(vii) Some of the techniques used in machine learning

Source: Internet
Author: User

This article is about how to better apply machine learning algorithms in practice, such as the following empirical risk minimization issues:

When solving the optimal, it is found that his error is very large, then how to deal with the current loss function value as small as possible? Here are a few options, and here's how to choose the right way to help with these strategies.

When the variance of the model is large, there may be overfitting, so you can try to increase the sample or reduce the characteristics or increase the regular parameters .

When the bias of the model is large, there may be an under-fitting, then try to add more features or add multiple features or reduce the regular parameters .

First of all, the general mechine learning problem, we will divide the data into training set , cross-validation set , test set , the proportion is 6:2:2 respectively.

In this way, the three-brother formula can be used to calculate the loss of the hypothetical function on three sets respectively:

Next, use the cross-validation set to find the optimal, and use it to test the machine to get the test error Jerr ():

Bias. Variance.

If the current algorithm performance is not very good JCV or jtest is very high, you can draw the following about bias and variance figure to determine where the problem, if Jtrain and JCV are too high, then the Bais problem, the model is still in the state of under-fitting, or jtrain relative JCV is very low , the variance is the problem.

The selection of regularization items, with the increase in the value of the parameters will be less and less, the model is in an under-fitting state, the deviation Bais will be more and more large, jtrain will grow

On the cross-validation set, when the value is very large, the model may be in an over-fitting state, the variance will be large, and the JCV will be reduced to the minimum value, where the minimum point is the Bais and the variance are more balanced. As we continue to grow, JCV will also start to increase, which will eventually lead to a larger bais. So here the JCV is the best in the case of the minimum value.

Increase training data

First of all, with the increase in training data, the data from the cross-validation set and the test set will increase according to the ratio of 6 2 2.

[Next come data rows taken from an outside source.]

Issue #7990, opened 2018-05-30
CharSequenceValueConverter.convertToByte works differently for AsciiString vs String


henrik-lindqvist:
### Netty version
4.1

Looking at function CharSequenceValueConverter.convertToByte (CharSequence):
https://github.com/netty/netty/blob/4.1/codec/src/main/java/io/netty/handler/codec/CharSequenceValueConverter.java#L79

For AsciiString it takes the first byte, but for any other kind of CharSequence it parse the number value of the entire sequence, i.e. using Byte.parseByte(). This is surely not expected behavior.

See also:
https://docs.oracle.com/javase/8/docs/api/java/lang/Byte.html#parseByte-java.lang.String-

normanmaurer:
@henrik-lindqvist yes this sounds like a bug...

@carl-mastrangelo @ejona86 @Scottmitch @trustin What you think is the correct behaviour here ?

Scottmitch:
I agree there is inconsistency here, and it is not just with `convertToByte` but also with other `convertTo` methods that have a special case for `AsciiString`. The `AsciiString` special case was done for performance reasons, but I think it is more correct to consider the entire value during conversion. We can keep the performance optimization and enforce a max length check too if we want.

1) When using a relatively suitable model, when the data is relatively small, jtrain will be perfect fitting training data, but at this time JCV will be relatively large, because the data of the model is very difficult to fan the cross-validation set, the increase in data will lead to jtrain increase, JCV decrease, at this time the effect of increasing data will be better.

2) When using a model that is not fitted, it can cause Jtrain to be very large, at which point the amount of data will not have any effect, because the JCV will not become smaller, and the model will not have a good effect on both the test set and the training set.

3) When using an over-fitting model, when the data is small, the interval between Jtrain and JCV will be larger, at this time increase the amount of data, the effect will be some ascension, Jtrain and JCV interval will be reduced, this is so-called increased training data to avoid overfitting.

At this time

(vii) Some of the techniques used in machine learning

Contact Us

The content source of this page is from Internet, which doesn't represent Alibaba Cloud's opinion; products and services mentioned on that page don't have any relationship with Alibaba Cloud. If the content of the page makes you feel confusing, please write us an email, we will handle the problem within 5 days after receiving your email.

If you find any instances of plagiarism from the community, please send an email to: info-contact@alibabacloud.com and provide relevant evidence. A staff member will contact you within 5 working days.

A Free Trial That Lets You Build Big!

Start building with 50+ products and up to 12 months usage for Elastic Compute Service

  • Sales Support

    1 on 1 presale consultation

  • After-Sales Support

    24/7 Technical Support 6 Free Tickets per Quarter Faster Response

  • Alibaba Cloud offers highly flexible support services tailored to meet your exact needs.